MARIJNE: Oh, we toured most of the time. And then there were many love-triangle things going on. Very sad stuff. But maybe it's got to be that way sometimes.

The name of the new record is "Icecream". Why that?

M.: Well, Paul wrote a song which didn't make it onto the record. It's about this Scottish chocolate war. I don't know if you've heard of that thing...

Is that the one where Scottish director Bill Forsyth made a movie about, starring Claire Corgan of Altered Images?

M.: I don't know because I didn't write the somg but I think Paul mentioned something along that line. Anyway. The song didn't make it. We were in dire need of a title and I said "What the hell, it sounds good", so we ended up using "Icecream".

Salad, Icecream - is food a source of inspiration for the band when writing songs?

M.: I don't know if we are influenced by food. I think we just eat it. We love food - at least Paul and I do, anyway. Rob and Pete are far too skinny to enjoy food. Strangely enough Rob is very adventurous in his musical taste. But when it comes to food all he really likes is chicken and sweetcorn and he doesn't really like straying too much. But we are influenced by everything that happens in life - not just musically.

The new album - like the first one - contains strange lyrics which reflect this state of mind.

M.: I think you can grasp much more what the new songs are about.
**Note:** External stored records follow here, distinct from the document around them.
PR #209, opened 2018-04-08
Bhdetails

rainwoodman:
This PR dumps more information about the blackholes and do so at every time step. The output is one binary file per rank.

### DIFF
--- a/allvars.h
+++ b/allvars.h
@@ -619,6 +619,7 @@ struct bh_particle_data {
     MyFloat MinPot;
 
     short int TimeBinLimit;
+    MyDouble a; /* scaling factor / time of last update */
 } * BhP;
 
 /*! This structure holds all the information that is
--- a/allvars.h
+++ b/allvars.h
@@ -598,6 +598,7 @@ extern size_t TotalNodeDrifts;
 struct bh_particle_data {
     int ReverseLink; /* used at GC for reverse link to P */
     MyIDType ID; /* for data consistency check, same as particle ID */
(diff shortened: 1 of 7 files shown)


rainwoodman:
Yes it will go to master as well. 
I indeed have recently added a `grow` interface to bigfile, with supporting this use case in mind.
The reason for not using bigfile is because this happens every time step, and I worry bigfile is too slow for this -- opening and closing many disk files frequently.

sbird:
You should probably check that bigfile is too slow...it is a serious usability problem to have multiple output formats, and if we can avoid it we should. If this is intended for debugging only then we should be ok as well.

rainwoodman:
Creating a file can take the order of 1 second on a busy lustre. Then each
data block is at least 3 files.

I think the proper way to write to any storage model that is not one file
per rank is going to be
an infrastructure for collecting / buffering the output, and
notifying the caller for writing collectively when any of the local buffer
is going to be full.

This shall probably go into bigfile, as an extension to the BigArray
interface.

Will there be other use cases than BH details?

sbird:
I think a separate on-disc format is fine if needed as long as the bigfile python routine can read it.

Stars as well as BH would be useful. I was also considering extending the code to allow outputting struct state_of_system on every timestep in an easier format. Plus at some point I wanted to dump selected particles every timestep, which this could be used for.

sbird:
Since this is going to bluetides-ii and we clearly didn't get the time to implement the more general code, do you want to just merge this?

sbird:
Dropping because Yueying cleaned it up and merged something similar.

PR #210, opened 2018-04-10
Cleanups and fixes

sbird:
Some small cleanups from me. The most important one is that the tests should now correctly recompile when doing incremental edits, which makes bisecting much easier.

I also implemented some small micro-ops, which were previously only done at -O3 (and make no difference) and I allocated the kick tables on the heap and made the drifting exact. This marginally changes the drifting, but the previous version was pretty accurate, so it is not a big change.

Tested to make no significant difference to final positions or runtime in a small dm-only run.


libgadget/forcetree.c
```diff
@@ -163,33 +163,25 @@ int force_tree_build(int npart)
...
 {
-    int k;
-    for(k=0; k<3; k++) {
-        double pdiff = 2*(P[p_i].Pos[k] - node->center[k]);
-        pdiff = pdiff > 0 ? pdiff : -1*pdiff;
-        if(pdiff > node->len)
-            return 0;
-    }
-    return 1;
+    int inside =
```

There's many more love songs on that album - even though they are slightly twisted 'round the bend. You know there's a song about space travel, there's a really bitchy song about slagging your girlfriend off because she's gone out with your boyfriend. I think our lyrics have become much more approachable. Not on first look perhaps. But we don't want to be completely alienating anyone either. It's a lot more fun for me to sing as well if I can get really behind the words. There's a song on "Icecream" called "Raindrops" which is quite difficult and Paul wrote it and he kind of took images he's seen in one of his dad's books when he was very little. In fact the song isn't really about anything - but it's really emotive. And when I sing it every word has a meaning for me - but I wouldn't be able to tell you. So it's kind of like words in themselves can be emotive. It's the sounds of them. They are kind of like instruments in themselves. And I really enjoy that aspect of lyrics.

Was it more difficult this time to come up with new songs?
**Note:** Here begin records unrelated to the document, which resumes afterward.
PR #212, opened 2018-04-11
Classintegration

sbird:
This integrates class into MP-Gadget, by adding a script to generate transfer functions. There are also the usual subset of small bugfixes. This is the ready-to-merge subset of scaledepgrowth. Yu, please can you review it for merging?


examples/hydro/paramfile.genic
```diff
@@ -30,9 +30,9 @@ FileWithTransferFunction = ../camb_transfer_99.dat  # filename of transfer funct
 InputSpectrum_UnitLength_in_cm = 3.085678e24 # defines length unit of tabulated
                                                                    # input spectrum in cm/h. 
                                     # Note: This can be chosen different from UnitLength_in_cm
-    
 
-PrimordialIndex  = 1. # may be used to tilt the primordial index. Only used if WhichSpectum != 2
+PrimordialAmp = 2.215e-9
+PrimordialIndex  = 0.971 # may be used to tilt the primordial index.
```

M.: No, because we always write songs. You probably know there's three songwriters in the band. And when we recorded "Icecream" we had about 50 songs to chose from - which is quite hard. And we had to demo them and ended up recording 20 - 12 of which ended up on the record. And we start recording the third album on Monday - and the second one isn't even out. That's how fast we work. There were 3 years between the first record and "Icecream". But that was because we had so many songs - we sort of had to whittle them down. Sometimes it's the best to do that on tour. So this time we don't want to get in this trap again and we started really early.
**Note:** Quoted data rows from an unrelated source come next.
PR #213, opened 2018-04-12
Moregenic

sbird:
A few more MP-GenIC fixes split out from scaledepgrowth.

f16eaac we decided to change after discussion with Andreu. 
d18b81b is a simple threading on MP-GenIC, and 6258764 adjusts some of the memory management in MP-GenIC to make it a bit clearer.

### DIFF
--- a/libgenic/power.c
+++ b/libgenic/power.c
@@ -10,8 +10,8 @@
 
 #include "power.h"
 
-static double PowerSpec_EH(double k);
-static double PowerSpec_Tabulated(double k, int Type);
+static double Delta_EH(double k);
+static double Delta_Tabulated(double k, int Type);
 static double sigma2_int(double k, void * params);
 static double TopHatSigma2(double R);
 static double tk_eh(double k);
@@ -36,14 +36,14 @@ struct table
 static struct table power_table;
 static struct table transfer_table;
 
-double PowerSpec(double k, int Type)
+double DeltaSpec(double k, int Type)
 {
   double power;
 
   if(WhichSpectrum == 2)
-      power = PowerSpec_Tabulated(k, Type);
+      power = Delta_Tabulated(k, Type);
   else
-      power = PowerSpec_EH(k);
+      power = Delta_EH(k);
 
   /*Normalise the power spectrum*/
   power *= Norm;
@@ -71,7 +71,8 @@ void parse_power(int i, double k, char * line, struct table *out_tab, int * Inpu
     if ((*InputInLog10) == 0)
         p = log10(p);
     p += 3 * log10(scale);	/* convert to Kpc/h  */
-    out_tab->logD[0][i] = p;
+    /*Store delta, square root of power*/
+    out_tab->logD[0][i] = p/2;
 }
 
 void parse_transfer(int i, double k, char * line, struct table *out_tab, int * InputInLog10, double scale)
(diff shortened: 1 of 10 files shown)


sbird:
Yu, can you do me a quick review? Thanks.

libgenic/zeldovich.c
```diff
@@ -158,15 +159,20 @@ void displacement_fields(int Type) {
...
     petapm_force_c2r(rho_k, regions, functions);
+    myfree(rho_k);
+    myfree(regions);
     petapm_force_finish();
     double maxdisp = 0;
     int i;
-    for(i = 0; i < NumPart; i ++) {
+    #pragma omp parallel for reduction(max:maxdisp)
+    for(i = 0; i < NumPart; i++)
+    {
```
rainwoodman: Could you by the way make the `MPI_Reduce` a few lines lower in place? these one time variables are really eyesores.

libgenic/zeldovich.c
```diff
@@ -301,7 +307,6 @@ typedef struct {
         ptrdiff_t total;
     } ORegion;
     int Nmesh[3];
-    size_t allocsize;
```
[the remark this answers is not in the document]
sbird: Notice that fftsize is only used in petapm.c - this was previously only used for the memset. Once the memset is moved into petapm.c there is no need to store the total size at all

libgenic/zeldovich.c
sbird: I'll pull forward another part of the cleanup from the scaledepgrowth branch.

sbird: How do you like it now?

libgenic/zeldovich.c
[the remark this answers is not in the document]
sbird: I too would prefer to store allocsize in a local struct, but there isn't one handy for the gravpm user of petapm, unfortunately.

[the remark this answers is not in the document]
rainwoodman: OK then.

libgenic/power.c
```diff
@@ -204,17 +205,18 @@ double PowerSpec_Tabulated(double k, int Type)
...
   double trans = 1;
   /*Transfer table stores (T_type(k) / T_tot(k))^2*/
-  if(Type >= 0 && Type < MAXCOLS && transfer_table.Nentry > 0)
+  if(Type >= 0 && Type < MAXCOLS && transfer_table.Nentry > 0) {
       trans = gsl_interp_eval(transfer_table.mat_intp[Type], transfer_table.logk, transfer_table.logD[Type], logk, transfer_table.mat_intp_acc[Type]);
+  }
 
   double power = pow(10.0, logD) * trans;
 
   return power;
```
rainwoodman: power or delta?

libgenic/zeldovich.c
```diff
@@ -153,54 +154,52 @@ void displacement_fields(int Type) {
...
-    {
-        int k;
-        for(k = 0; k < 3; k++)
-        {
             ICP[i].Pos[k] += ICP[i].Vel[k];
             ICP[i].Vel[k] *= vel_prefac;
             ICP[i].Pos[k] = periodic_wrap(ICP[i].Pos[k]);
         }
     }
+    MPI_Reduce(&maxdisp, &maxdispall, 1, MPI_DOUBLE, MPI_MAX, 0, MPI_COMM_WORLD);
```
rainwoodman: I meant MPI_Allreduce(MPI_IN_PLACE, &maxdisp, 1, .....)

sbird: Oh, sorry. Fixed.

libgenic/power.c
sbird: Fixed

sbird:
You notice I also fixed the build system petaio rule from before: you were right that it was a hack. You can still do incremental builds because it doesn't check the git revision except when the build files changes.

sbird:
Ok to merge? Thanks for the quick reviews, by the way.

So how does it work. Did you - for instance - work hard on the sequence of the songs?

M.: Yes, we did. That took about a month. We had many different orders. And the order we ended up with we arrived at the day of the actual mastering of the record. It was quite scary doing it that way, because we didn't have the chance to live with that. But we are very, very happy. And: You can put a record in an order and it sounds like shit. With the same songs. And it's really important to put that effort in.

It's so sad, because that kind of effort doesn't get appreciated by the audience.

M.: A lot of things a band does don't get appreciated by the audience. You just have to realise that if you'd made a good record and people like it and buy it they are appreciated. If you haven't put the work in, people notice.

What kind of things did you chose, then?

M.: We chose the best one. Very simple. Strangely enough we each have 4 songs on the album. It kind of makes sense. There are some tracks we would have liked on the album, but which quite didn't fit. When you record a song you always like it best. But then you have to chose. When you go into a studio you kind of like paint a picture. You start with a sketch and don't really know how the song will turn out. So it's very exciting at times. When we go into the studio we are completely exhausted, because we come directly from a tour and hadn't time to rest. We are completely exhausted in the morning and by the time the evening comes we are dancing about really excited because the songs are starting to come alive. So you go through this complete range of emotions in one day in the studio.

Was it more complicated this time?

M.: Perhaps yes. I think we layered the songs more with instruments. We also got a fifth member playing with us live. It's a girl called Charlene and she is able to add all those things that we've added on "Icecream". You know, extra guitars, extra keyboards, extra samples and stuff. We took more time on this record. Basically didn't record it in one go but we left it and lived with it and went back and recorded some more. It does give you the chance to put a hell of a lot on - and then strip it off again if you want. But I got more into the keyboards. I bought myself an electrical piano.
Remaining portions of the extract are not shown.